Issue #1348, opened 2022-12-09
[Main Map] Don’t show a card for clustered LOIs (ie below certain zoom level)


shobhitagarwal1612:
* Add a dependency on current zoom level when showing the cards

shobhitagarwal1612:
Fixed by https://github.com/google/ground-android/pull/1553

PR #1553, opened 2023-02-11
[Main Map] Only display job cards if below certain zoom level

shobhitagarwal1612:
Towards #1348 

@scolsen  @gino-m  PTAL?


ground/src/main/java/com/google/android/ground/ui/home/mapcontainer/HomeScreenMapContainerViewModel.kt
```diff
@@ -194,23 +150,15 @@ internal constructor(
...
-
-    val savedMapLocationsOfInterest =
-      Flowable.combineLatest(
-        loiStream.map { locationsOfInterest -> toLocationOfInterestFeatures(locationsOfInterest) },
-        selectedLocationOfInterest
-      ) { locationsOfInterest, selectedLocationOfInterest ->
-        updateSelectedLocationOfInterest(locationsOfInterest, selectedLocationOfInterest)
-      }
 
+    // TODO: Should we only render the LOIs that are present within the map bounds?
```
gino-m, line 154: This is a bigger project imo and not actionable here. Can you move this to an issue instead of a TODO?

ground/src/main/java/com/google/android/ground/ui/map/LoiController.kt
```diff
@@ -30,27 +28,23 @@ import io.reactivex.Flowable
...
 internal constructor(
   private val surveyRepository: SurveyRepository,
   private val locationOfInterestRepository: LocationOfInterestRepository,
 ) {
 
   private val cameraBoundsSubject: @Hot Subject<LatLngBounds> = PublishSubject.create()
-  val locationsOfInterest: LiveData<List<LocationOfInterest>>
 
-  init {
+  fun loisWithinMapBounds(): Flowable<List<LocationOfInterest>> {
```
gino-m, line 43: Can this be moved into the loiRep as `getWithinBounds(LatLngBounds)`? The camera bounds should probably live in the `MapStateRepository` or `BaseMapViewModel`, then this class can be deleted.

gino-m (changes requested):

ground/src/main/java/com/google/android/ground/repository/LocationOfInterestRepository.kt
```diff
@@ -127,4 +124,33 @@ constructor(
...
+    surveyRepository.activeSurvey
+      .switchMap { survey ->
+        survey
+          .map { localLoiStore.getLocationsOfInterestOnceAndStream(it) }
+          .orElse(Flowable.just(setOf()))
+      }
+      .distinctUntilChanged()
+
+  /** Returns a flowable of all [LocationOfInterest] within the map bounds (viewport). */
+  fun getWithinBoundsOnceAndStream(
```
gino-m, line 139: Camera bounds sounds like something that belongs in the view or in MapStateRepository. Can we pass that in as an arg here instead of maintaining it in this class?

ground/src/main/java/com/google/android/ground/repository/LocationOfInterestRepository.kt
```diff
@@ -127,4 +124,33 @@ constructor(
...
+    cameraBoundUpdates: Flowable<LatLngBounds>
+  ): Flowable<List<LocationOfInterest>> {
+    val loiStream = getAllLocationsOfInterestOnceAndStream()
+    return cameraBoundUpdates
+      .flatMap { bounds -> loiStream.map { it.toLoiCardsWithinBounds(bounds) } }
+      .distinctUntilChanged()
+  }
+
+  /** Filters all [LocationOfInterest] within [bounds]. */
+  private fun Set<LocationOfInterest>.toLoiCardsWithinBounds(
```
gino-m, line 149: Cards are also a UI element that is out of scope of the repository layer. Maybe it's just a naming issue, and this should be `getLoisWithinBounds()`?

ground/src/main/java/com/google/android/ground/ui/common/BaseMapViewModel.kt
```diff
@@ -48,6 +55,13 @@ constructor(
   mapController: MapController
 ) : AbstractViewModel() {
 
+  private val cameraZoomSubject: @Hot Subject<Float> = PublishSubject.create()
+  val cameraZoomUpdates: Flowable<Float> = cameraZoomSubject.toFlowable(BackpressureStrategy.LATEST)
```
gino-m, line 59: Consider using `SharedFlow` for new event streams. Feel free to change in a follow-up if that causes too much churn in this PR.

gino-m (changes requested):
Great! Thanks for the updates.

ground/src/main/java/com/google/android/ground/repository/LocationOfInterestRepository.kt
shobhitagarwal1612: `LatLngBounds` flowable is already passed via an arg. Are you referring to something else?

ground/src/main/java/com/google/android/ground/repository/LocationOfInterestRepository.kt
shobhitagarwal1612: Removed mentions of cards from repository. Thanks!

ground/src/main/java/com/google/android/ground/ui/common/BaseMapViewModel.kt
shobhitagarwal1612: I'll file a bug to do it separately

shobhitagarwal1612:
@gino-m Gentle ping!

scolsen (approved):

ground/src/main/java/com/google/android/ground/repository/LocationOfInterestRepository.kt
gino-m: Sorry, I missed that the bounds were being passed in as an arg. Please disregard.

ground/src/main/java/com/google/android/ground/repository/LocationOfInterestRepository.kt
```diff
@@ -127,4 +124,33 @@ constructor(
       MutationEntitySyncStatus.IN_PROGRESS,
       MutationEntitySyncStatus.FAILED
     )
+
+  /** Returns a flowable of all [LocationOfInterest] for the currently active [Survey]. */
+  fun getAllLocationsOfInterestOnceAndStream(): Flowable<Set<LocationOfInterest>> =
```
════
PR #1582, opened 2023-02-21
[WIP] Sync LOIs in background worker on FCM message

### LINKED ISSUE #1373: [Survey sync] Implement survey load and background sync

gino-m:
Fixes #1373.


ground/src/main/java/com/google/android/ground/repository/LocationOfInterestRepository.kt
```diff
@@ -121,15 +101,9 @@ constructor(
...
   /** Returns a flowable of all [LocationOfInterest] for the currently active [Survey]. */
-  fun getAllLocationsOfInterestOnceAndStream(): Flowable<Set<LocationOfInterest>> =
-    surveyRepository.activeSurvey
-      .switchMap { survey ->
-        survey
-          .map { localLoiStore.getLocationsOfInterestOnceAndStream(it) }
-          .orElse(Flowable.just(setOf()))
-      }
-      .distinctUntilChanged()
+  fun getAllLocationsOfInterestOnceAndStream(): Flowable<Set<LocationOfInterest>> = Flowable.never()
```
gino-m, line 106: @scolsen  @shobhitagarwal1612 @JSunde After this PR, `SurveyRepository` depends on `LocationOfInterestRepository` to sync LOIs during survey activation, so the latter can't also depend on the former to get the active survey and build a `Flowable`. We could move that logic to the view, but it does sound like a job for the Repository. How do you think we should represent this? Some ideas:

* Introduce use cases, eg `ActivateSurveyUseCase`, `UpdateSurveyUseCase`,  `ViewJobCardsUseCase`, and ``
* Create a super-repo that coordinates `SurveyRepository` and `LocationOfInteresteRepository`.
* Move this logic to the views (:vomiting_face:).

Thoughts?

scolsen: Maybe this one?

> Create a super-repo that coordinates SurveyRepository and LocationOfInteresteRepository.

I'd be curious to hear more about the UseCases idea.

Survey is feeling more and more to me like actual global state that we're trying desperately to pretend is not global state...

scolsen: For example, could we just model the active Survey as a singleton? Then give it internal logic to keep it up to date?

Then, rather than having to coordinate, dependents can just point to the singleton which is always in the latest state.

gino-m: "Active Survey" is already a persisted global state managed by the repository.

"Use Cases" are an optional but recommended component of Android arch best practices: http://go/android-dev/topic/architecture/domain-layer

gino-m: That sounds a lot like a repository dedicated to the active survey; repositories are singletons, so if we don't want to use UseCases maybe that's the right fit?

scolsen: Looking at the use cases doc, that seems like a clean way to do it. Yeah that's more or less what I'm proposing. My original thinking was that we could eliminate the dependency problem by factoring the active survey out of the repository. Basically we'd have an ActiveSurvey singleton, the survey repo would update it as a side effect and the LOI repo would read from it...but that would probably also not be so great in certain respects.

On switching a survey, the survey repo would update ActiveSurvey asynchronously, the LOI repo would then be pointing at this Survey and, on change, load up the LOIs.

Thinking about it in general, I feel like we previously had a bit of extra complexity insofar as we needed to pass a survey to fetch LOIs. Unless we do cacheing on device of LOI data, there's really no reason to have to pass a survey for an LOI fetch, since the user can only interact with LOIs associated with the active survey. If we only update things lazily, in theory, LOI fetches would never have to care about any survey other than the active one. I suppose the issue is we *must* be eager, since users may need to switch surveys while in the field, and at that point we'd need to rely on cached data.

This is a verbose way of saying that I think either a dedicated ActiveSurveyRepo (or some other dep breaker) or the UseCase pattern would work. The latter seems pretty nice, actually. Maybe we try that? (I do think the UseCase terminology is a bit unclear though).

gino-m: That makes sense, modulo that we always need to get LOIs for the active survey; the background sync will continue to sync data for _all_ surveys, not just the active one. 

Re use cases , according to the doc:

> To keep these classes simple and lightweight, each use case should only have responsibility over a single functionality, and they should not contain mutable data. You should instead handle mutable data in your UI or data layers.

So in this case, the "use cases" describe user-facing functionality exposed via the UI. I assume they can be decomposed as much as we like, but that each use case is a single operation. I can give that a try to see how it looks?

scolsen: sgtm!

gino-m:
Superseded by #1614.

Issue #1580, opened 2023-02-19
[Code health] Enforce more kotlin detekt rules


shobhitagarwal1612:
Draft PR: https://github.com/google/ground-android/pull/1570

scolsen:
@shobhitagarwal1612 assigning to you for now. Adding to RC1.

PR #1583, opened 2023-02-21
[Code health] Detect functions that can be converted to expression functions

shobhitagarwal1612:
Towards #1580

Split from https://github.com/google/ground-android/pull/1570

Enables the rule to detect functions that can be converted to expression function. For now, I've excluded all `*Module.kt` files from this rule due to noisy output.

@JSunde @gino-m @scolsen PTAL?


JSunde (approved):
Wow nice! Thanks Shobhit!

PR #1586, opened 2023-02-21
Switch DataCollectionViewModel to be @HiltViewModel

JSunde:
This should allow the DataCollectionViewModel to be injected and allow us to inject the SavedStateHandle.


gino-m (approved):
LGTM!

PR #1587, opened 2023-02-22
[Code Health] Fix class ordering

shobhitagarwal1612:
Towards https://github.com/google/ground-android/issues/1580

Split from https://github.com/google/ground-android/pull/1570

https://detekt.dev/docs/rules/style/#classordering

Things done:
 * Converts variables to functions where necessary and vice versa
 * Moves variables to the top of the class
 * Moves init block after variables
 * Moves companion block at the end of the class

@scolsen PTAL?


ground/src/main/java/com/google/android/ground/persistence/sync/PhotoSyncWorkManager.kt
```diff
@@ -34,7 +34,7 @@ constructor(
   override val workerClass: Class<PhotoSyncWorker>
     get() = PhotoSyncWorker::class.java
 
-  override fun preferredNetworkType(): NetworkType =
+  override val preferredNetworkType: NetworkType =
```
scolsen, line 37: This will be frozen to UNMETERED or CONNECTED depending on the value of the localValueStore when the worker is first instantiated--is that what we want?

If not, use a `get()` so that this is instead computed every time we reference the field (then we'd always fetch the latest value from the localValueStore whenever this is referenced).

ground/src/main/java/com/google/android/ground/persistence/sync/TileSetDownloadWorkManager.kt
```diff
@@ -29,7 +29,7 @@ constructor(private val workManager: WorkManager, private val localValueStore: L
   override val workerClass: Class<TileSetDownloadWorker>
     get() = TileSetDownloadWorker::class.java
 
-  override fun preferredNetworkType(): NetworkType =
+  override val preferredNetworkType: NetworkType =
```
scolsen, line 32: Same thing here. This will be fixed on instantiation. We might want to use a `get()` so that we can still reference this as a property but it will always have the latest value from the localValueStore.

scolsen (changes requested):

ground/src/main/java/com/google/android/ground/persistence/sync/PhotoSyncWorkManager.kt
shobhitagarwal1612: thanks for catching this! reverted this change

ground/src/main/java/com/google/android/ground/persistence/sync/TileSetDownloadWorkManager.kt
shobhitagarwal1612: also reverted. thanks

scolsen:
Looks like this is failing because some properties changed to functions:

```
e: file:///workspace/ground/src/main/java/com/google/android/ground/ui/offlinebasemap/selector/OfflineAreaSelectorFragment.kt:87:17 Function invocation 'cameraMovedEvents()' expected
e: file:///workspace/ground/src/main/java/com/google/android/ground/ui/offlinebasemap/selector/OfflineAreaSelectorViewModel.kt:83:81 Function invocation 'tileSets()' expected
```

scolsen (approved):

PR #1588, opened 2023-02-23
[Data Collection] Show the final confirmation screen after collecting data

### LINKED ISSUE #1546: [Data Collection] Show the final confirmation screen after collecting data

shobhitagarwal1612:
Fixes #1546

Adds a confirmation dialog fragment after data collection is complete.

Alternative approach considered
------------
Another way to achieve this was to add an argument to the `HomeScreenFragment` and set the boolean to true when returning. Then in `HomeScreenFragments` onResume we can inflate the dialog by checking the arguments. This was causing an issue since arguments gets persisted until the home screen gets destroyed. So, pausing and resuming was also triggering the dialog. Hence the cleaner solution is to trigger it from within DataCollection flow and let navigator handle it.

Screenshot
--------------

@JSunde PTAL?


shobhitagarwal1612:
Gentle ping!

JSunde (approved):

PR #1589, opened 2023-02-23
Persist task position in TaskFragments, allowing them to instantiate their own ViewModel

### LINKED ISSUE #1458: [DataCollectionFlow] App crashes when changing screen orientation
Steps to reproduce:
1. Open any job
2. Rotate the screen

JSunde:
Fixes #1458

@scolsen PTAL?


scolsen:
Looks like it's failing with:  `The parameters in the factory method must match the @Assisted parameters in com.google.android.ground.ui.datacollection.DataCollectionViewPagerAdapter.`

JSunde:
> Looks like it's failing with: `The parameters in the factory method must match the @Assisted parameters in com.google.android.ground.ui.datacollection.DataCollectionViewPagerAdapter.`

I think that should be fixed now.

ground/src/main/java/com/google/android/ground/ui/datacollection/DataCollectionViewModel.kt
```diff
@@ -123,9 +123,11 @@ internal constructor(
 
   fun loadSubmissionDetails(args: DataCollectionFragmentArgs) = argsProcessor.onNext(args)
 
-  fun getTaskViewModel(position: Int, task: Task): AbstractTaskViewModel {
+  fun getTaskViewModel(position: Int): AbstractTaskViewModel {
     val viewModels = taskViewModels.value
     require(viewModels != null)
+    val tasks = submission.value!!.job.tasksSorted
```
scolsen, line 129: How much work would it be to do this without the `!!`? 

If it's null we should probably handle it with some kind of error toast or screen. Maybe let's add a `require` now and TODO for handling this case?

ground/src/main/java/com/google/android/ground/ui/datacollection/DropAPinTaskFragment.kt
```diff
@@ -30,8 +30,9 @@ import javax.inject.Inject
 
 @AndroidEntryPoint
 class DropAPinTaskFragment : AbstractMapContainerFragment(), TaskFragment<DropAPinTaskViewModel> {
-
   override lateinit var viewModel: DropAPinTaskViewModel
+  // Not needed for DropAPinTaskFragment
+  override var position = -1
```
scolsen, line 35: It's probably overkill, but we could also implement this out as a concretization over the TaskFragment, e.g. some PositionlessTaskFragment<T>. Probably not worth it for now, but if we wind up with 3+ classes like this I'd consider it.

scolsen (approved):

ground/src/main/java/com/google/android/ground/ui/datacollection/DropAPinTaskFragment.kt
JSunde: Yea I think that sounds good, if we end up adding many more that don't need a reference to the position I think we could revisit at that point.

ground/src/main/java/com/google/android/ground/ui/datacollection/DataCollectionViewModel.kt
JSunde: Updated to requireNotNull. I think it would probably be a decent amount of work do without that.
════
● Work required:
In the entries above, the lines between the one holding "Enables the rule" and the one holding "scolsen, line 37: This", inclusive, are to be printed exactly as written, and those alone.

● Response to the exercise:
Enables the rule to detect functions that can be converted to expression function. For now, I've excluded all `*Module.kt` files from this rule due to noisy output.

@JSunde @gino-m @scolsen PTAL?


JSunde (approved):
Wow nice! Thanks Shobhit!

PR #1586, opened 2023-02-21
Switch DataCollectionViewModel to be @HiltViewModel

JSunde:
This should allow the DataCollectionViewModel to be injected and allow us to inject the SavedStateHandle.


gino-m (approved):
LGTM!

PR #1587, opened 2023-02-22
[Code Health] Fix class ordering

shobhitagarwal1612:
Towards https://github.com/google/ground-android/issues/1580

Split from https://github.com/google/ground-android/pull/1570

https://detekt.dev/docs/rules/style/#classordering

Things done:
 * Converts variables to functions where necessary and vice versa
 * Moves variables to the top of the class
 * Moves init block after variables
 * Moves companion block at the end of the class

@scolsen PTAL?


ground/src/main/java/com/google/android/ground/persistence/sync/PhotoSyncWorkManager.kt
```diff
@@ -34,7 +34,7 @@ constructor(
   override val workerClass: Class<PhotoSyncWorker>
     get() = PhotoSyncWorker::class.java
 
-  override fun preferredNetworkType(): NetworkType =
+  override val preferredNetworkType: NetworkType =
```
scolsen, line 37: This will be frozen to UNMETERED or CONNECTED depending on the value of the localValueStore when the worker is first instantiated--is that what we want?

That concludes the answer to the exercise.